THE TIMES report, as a number of earlier reports, claimed that Israel retaliated for the cyberattack by attacking the Shahid Rajaee Port in Iran.
“It was small, very small – like a knock on the door,” said one Israeli official to the paper. “Think of it [as] a gentle reminder: ‘We know where you live.’”
Former Defense Minister Naftali Bennett insisted on a visible response to the alleged Iranian cyberattack. The Shahid Rajaee Port was “roughly in the middle of the page of options” presented to Bennett after he demanded a list of potential targets for a response, an Israeli official told the Times. “Any disruption would be economic, nobody’s safety would be placed at risk, they would be reminded we are here, we are watching,” he said.
On May 11, Mohammad Rastad, Managing Director of the Ports and Maritime Organization (PMO), announced that a cyberattack managed to damage a number of private systems at the Shahid Rajaee Port, confirming that the attack was carried out by a foreign entity, according to the Iranian Fars News Agency.
While Rastad stressed that operations had not been disrupted by the attack, US and foreign government officials told The Washington Post that traffic in the area came to a halt and was plagued with issues for a number of days.
In May, Israel’s security cabinet met to discuss the alleged Iranian cyberattack on Israeli water and sewage facilities that took place on April 24.
The attack caused a pump at a municipal water system in the Sharon region of central Israel to stop working. Operation resumed shortly thereafter, but it was recorded as an exceptional event, according to The New York Times.
A security company that investigated the incident found that malware caused the shutdown and the incident was reported to the Israel National Cyber Directorate and other Israeli intelligence agencies. Israeli officials found that the malware had come from one of the offensive cyberunits in the Iranian Revolutionary Guards Corps (IRGC). The attack and the quality of the attack were described as “miserable” by intelligence officials, according to the NYT.
WHILE ONE intelligence official said that Israel hopes the attack on the port will end the current cyber exchange, an intelligence assessment stated that the IRGC could respond with another attack on the Jewish state.
Israeli security officials instructed sensitive facilities and national infrastructure to increase awareness and alertness amid fears of a cyberattack by Iran or a pro-Iranian group after reports about Israel’s involvement in the cyberattack on the Iranian port were published, according to Walla news.

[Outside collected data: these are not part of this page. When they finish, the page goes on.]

PR #58, opened 2026-05-02
Route every JSON callsite through helpers/json (orjson under the hood)

bdraco:
## Summary

The package was a mix of stdlib `json` (slow, plus the platform-locale-encoding trap on `read_text` that bit Windows recently) and a sprinkling of direct `orjson` imports. Centralise on `helpers/json` with three thin wrappers (`loads`, `dumps`, `dumps_indent`) and a re-exported `JSONDecodeError`, then route every callsite through them. `orjson` is now pinned in exactly one file; swapping the underlying serialiser later (or downgrading on a platform that can't build the wheel) is a one-line change.

### How upstream does it

For reference: ESPHome's own dashboard (`esphome/dashboard/core.py`, `dashboard/web_server.py`, `dashboard/status/mqtt.py`) uses stdlib `json` directly with no abstraction. We're deliberately a step above parity here — the dashboard isn't a hot path in their architecture, but it is in ours (WS dispatch, ~896-component catalog load, MQTT discovery payloads, sessions persistence).

### Touched callsites

| File | What |
| --- | --- |
| `api/ws.py` | WS dispatch (already orjson, now via the helper). |
| `api/legacy.py` | Legacy spawn-protocol body parsing. |
| `controllers/components.py` | 896-component catalog load — read_bytes + orjson skips the read_text → encode round-trip. |
| `controllers/config.py` | Metadata sidecar atomic RMW (`dumps_indent` keeps the on-disk file readable / diffable). |
| `controllers/devices.py` | `ignored-devices.json`. |
| `controllers/editor.py` | Line-delimited JSON to the esphome vscode validator subprocess. |
| `controllers/_device_mqtt_monitor.py` | `esphome/discover/<name>` payloads. |
| `helpers/auth.py` | Sessions file (`.device-builder-sessions.json`). |

### Wire shape

`dumps()` returns `bytes` (orjson semantics), so file writes use `write_bytes` / binary-mode `os.fdopen` instead of text mode. The on-disk content is identical UTF-8.

## Test plan

- [x] `ruff check` clean (auto-fixed import order on three files).
- [x] Full backend suite: 274 passed, 3 skipped.
- [x] Sessions / metadata / ignored-devices files written before this PR can still be read after it (forward-compat — both shapes are valid JSON, the serialiser doesn't change the wire bytes).

### DIFF
--- a/esphome_device_builder/api/legacy.py
+++ b/esphome_device_builder/api/legacy.py
@@ -14,7 +14,6 @@ HA uses:
 from __future__ import annotations
 
 import asyncio
-import json
 import logging
 import sys
 from typing import Any
@@ -23,6 +22,7 @@ import aiohttp
 from aiohttp import web
 from esphome import yaml_util
 
+from ..helpers.json import loads
 from ..helpers.subprocess import create_subprocess_exec
 
 _LOGGER = logging.getLogger(__name__)
@@ -41,7 +41,7 @@ async def _handle_legacy_ws_command(
         if msg.type != aiohttp.WSMsgType.TEXT:
             break
 
-        data = json.loads(msg.data)
+        data = loads(msg.data)
         if data.get("type") != "spawn":
             continue
 
--- a/esphome_device_builder/api/legacy.py
+++ b/esphome_device_builder/api/legacy.py
@@ -22,7 +22,7 @@ import aiohttp
 from aiohttp import web
 from esphome import yaml_util
 
-from ..helpers.json import loads
+from ..helpers.json import JSONDecodeError, dumps_str, json_response, loads
 from ..helpers.subprocess import create_subprocess_exec
 
 _LOGGER = logging.getLogger(__name__)
@@ -41,8 +41,16 @@ async def _handle_legacy_ws_command(
         if msg.type != aiohttp.WSMsgType.TEXT:
             break
 
-        data = loads(msg.data)
-        if data.get("type") != "spawn":
+        try:
+            data = loads(msg.data)
+        except JSONDecodeError:
+            # Legacy clients shouldn't send non-JSON, but if one does
+            # we'd rather skip the frame than tear down the whole
+            # spawn handler with the next iteration losing its
+            # subprocess output.
+            _LOGGER.debug("Ignoring non-JSON frame on %s", request.path)
+            continue
+        if not isinstance(data, dict) or data.get("type") != "spawn":
             continue
 
         configuration = data.get("configuration", "")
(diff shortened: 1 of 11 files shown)


bdraco:
Quick note on dependencies: `orjson>=3.9.0` is already a top-level runtime dependency in `pyproject.toml` (line 18, in `[project].dependencies`, not an extra). The package was already shipping orjson — `api/ws.py` and `helpers/json.py` both used it before this PR. No new dependency is being added; this change just routes the rest of the JSON callsites (which had drifted to stdlib `json`) through the dep we already require.

bdraco:
Addressed all three Copilot points in 684c679. Also picked up your follow-up about aiohttp's `dumps=` / `loads=` slots:

1. **Unguarded `loads(msg.data)` in legacy WS** — wrapped in `try / except JSONDecodeError`; bad frames log a debug line and are skipped instead of taking down the spawn loop. Tightened `isinstance(data, dict)` before `.get()` on the same path.

2. **`_load_ignored_devices` not crash-resistant** — catches `JSONDecodeError`, validates the dict shape and the inner list type, and filters names to strings. A corrupt file logs a warning and starts with an empty set instead of failing controller bootstrap.

3. **Claim of full centralisation vs reality** — switched the remaining `web.json_response` callsites to the `helpers/json` wrapper, so HTTP responses serialise via orjson too. The `ws.send_json` callsites now use the new `dumps_str` helper via aiohttp's `dumps=` slot — `send_json(data, dumps=dumps_str)` reads cleaner than `send_str(dumps(data).decode())` and keeps the call site shaped like idiomatic aiohttp. `dumps_str` is just `orjson.dumps(obj).decode()` and lives in `helpers/json` for both WS and HTTP-response use.

Test_auth's WS stub now mocks `send_json(data, *, dumps=...)` to match the new send shape; 274 passed.

bdraco:
Addressed both round-2 Copilot points in affe3b7:

1. **WS stub didn't exercise serialisation** — `test_auth`'s `_send_json` mock now round-trips the payload through the supplied `dumps` callable (`dumps_str`), then `json.loads` the result. Mirrors aiohttp's real behaviour: only the serialised string hits the wire, so a payload that isn't JSON-serialisable (dict with a non-string key, etc.) now fails the test rather than slipping through.

2. **Silent return on non-list `ignored_devices`** — now logs a warning and explicitly resets `self.ignored_devices = set()` before returning, matching the dict-shape and corrupt-JSON paths.

Plus you asked for tests — added `tests/test_ignored_devices_load.py` with six cases covering every defensive path: missing file (silent), corrupt JSON (warn), non-object top-level (warn), non-list field (warn), mixed entry types (filter to strings), happy path. Each runs the sync loader through `asyncio.to_thread` to mirror `DevicesController.start`'s production schedule. 280 passed, 3 skipped.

Two weeks ago, a cyberattack targeted hundreds of Israeli websites that were hosted on one hosting service, replacing the websites with an anti-Israel video and message. A second attack on the same day targeted factories with ransomware attacks in an attempt to shut down production lines. Israeli research centers working on a vaccine for the novel coronavirus were also targeted by a cyberattack that day, according to Channel 12.
As of last week, there was no indication that Iran stood behind the cyberattack on Israeli websites. Cybersecurity firm Checkpoint Software Technologies told The Jerusalem Post that the attack was conducted by nine attackers who have been operating since April. Their profiles seem to connect them to Turkey, North Africa and the Gaza Strip. “This doesn’t mean there aren’t more, but we don’t know [enough] to confirm an Iranian operation at this stage,” he said.
Checkpoint explained that the cyberattacks last week did not seem especially unusual and similar ones happen almost every day. The attacks were also expected as they occurred around Al-Quds Day (Iran’s Jerusalem Day), when hackers from the Muslim world often organize cyberattacks on Israel.
Little information was available on the other two cyberattacks reported on the same day, and it was unclear if they were carried out by the same attackers.